### EXERCISE BRIEF
Whenever a line in this data holds the word "configurability", report that line in full.

━━━ DATASET ENTRIES ━━━

PR #1154, opened 2026-01-05
feat: pass max_retries, retry_transient_errors and backoff_factor to legacy Gitlab API client

thomascizeron:
Solves #1025 

In addition to passing arguments to the python-gitlab api I've added configurable `max_retries`, `retry_transient_errors` and `backoff_factor` for the legacy client.

Also added 408, 425, 429 error code too the list of http_status that need retry if `retry_transient_errors` is set to True (default behavior)

### DIFF
--- a/docs/reference/index.md
+++ b/docs/reference/index.md
@@ -58,7 +58,7 @@ gitlab:
   #
   # Some parameters are also passed to our custom GitLab core API client (for requests not yet migrated to python-gitlab):
   # max_retries: 3        # number of times to retry failed REST API requests
-  # retry_transient_errors: false # (defaults to `true`) retry requests that fail due to transient errors (408, 425, 429, 5xx)
+  # retry_transient_errors: false # (defaults to `true`) retry requests that fail due to transient errors (429, 5xx)
   # backoff_factor: 0.25 # factor for exponential backoff between retries
 
 # Configuration to apply to GitLab projects, groups and subgroups


gitlabform/gitlab/core.py
```diff
@@ -33,10 +33,14 @@ def __init__(self, config_path=None, config_string=None):
...
+        retries_status_forcelist = []
+        if self.gitlab_config.get("retry_transient_errors", True):
+            retries_status_forcelist = [408, 425, 429, 500, 502, 503, 504] + list(range(520, 531))
+
         retries = Retry(
-            total=3,
-            backoff_factor=0.25,
-            status_forcelist=[500, 502, 503, 504] + list(range(520, 531)),
+            total=self.gitlab_config.get("max_retries", 3),
+            backoff_factor=gitlab_config_from_file.get("backoff_factor", 0.25),
```
amimas: Can you think of any reason why `total` and `backoff_factor` is not in the `default_gitlab_config`? It seems right now we have 2 different place where default value is configured. If there isn't a valid reason, I think we should set all defaults in one place.

Also, both should retrieve value from `gitlab_config` to be consistent, I think.

gitlabform/gitlab/core.py
```diff
@@ -33,10 +33,14 @@ def __init__(self, config_path=None, config_string=None):
 
         self.session = requests.Session()
 
+        retries_status_forcelist = []
+        if self.gitlab_config.get("retry_transient_errors", True):
+            retries_status_forcelist = [408, 425, 429, 500, 502, 503, 504] + list(range(520, 531))
```
amimas: Looking at existing code, it seems error codes 4xx wasn't included in the retries. I'm looking at following docs from gitlab and don't see error codes `408` and `425`.

https://docs.gitlab.com/api/rest/troubleshooting/#status-codes

I can see error code `429` to be in this list since this refers to rate limit. But in that case, we should perform retry based on `Retry_After` header sent by GitLab's API. Doesn't make sense to blindly retry using backoff when we know we've hit rate limits.

Not sure if GitLab's API response actually includes the above mentioned header or a different header. Apparently this is what python-gitlab does as mentioned in #1025. Should confirm this but I couldn't find any reference in GitLab's docs on what their API response contains when clients receive `429 too many requests` as response.

To keep things simple, maybe let's use same retry status list as before. At least this PR allows configurability for users. If you can, open a separate PR that includes retry enhancement for error code 429.

What do you think?

docs/reference/index.md
amimas, line 1: Just a thought on this doc - not related to this PR. Personally I don't like how the sample config code block is becoming a giant documentation of various options :). I feel this page needs a bit of enhancement, but that's a separate discussion/PR.

amimas (commented):
Thank you for the PR and trying to complete #1025 as much as possible. Left a few comments.

Are you able to check if there's any unit test for the logic you're updating? Assuming it's not, how easy/difficult would it be to add some test?

gitlabform/gitlab/core.py
thomascizeron: Totally right on `408` and `425`, I did'nt check Gitlab return codes and assumed those were transient errors

Yes I think that handling the `Retry_After` logic would be cleaner for `429` but instead of re implementing it would it be simpler to just migrate the needed API calls to `python-gitlab` ?

I agree that at least this PR provides configurability, I can add a comment to explain that 429 should be handled with the `Retry_After` logic.

docs/reference/index.md
thomascizeron: Yes I agree, I made a proposition in this PR https://github.com/gitlabform/gitlabform/pull/1156 it is draft as it is based on this branch.

gitlabform/gitlab/core.py
amimas: That's my thought as well. Given the amount of resource we have and our future goal is to migrate fully to `python-gitlab`, it's probably best to focus on that effort. A lot of processors have already been migrated and new processors are being implemented using `python-gitlab`.

docs/reference/index.md
amimas: You're very kind. Thanks for all your time and energy lately for gitlabform. Let's close this topic here for now.

docs/reference/index.md
```diff
@@ -55,6 +55,11 @@ gitlab:
   # GraphQL API parameters (passed to python-gitlab's GraphQL client):
   # max_retries: 10       # number of times to retry failed GraphQL requests
   # obey_rate_limit: true # automatically wait and retry if rate limit is hit
+  #
+  # Some parameters are also passed to our custom GitLab core API client (for requests not yet migrated to python-gitlab):
+  # max_retries: 3        # number of times to retry failed REST API requests
+  # retry_transient_errors: false # (defaults to `true`) retry requests that fail due to transient errors (408, 425, 429, 5xx)
```
amimas: In latest code, `408` and `425` is not included. Let's update the doc for accuracy.

gitlabform/gitlab/core.py
amimas: Thank you for addressing this.

docs/reference/index.md
amimas:
```suggestion
  # retry_transient_errors: false # (defaults to `true`) retry requests that fail due to transient errors (429, 5xx)
```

━━━

### YOUR RESPONSE
To keep things simple, maybe let's use same retry status list as before. At least this PR allows configurability for users. If you can, open a separate PR that includes retry enhancement for error code 429.
I agree that at least this PR provides configurability, I can add a comment to explain that 429 should be handled with the `Retry_After` logic.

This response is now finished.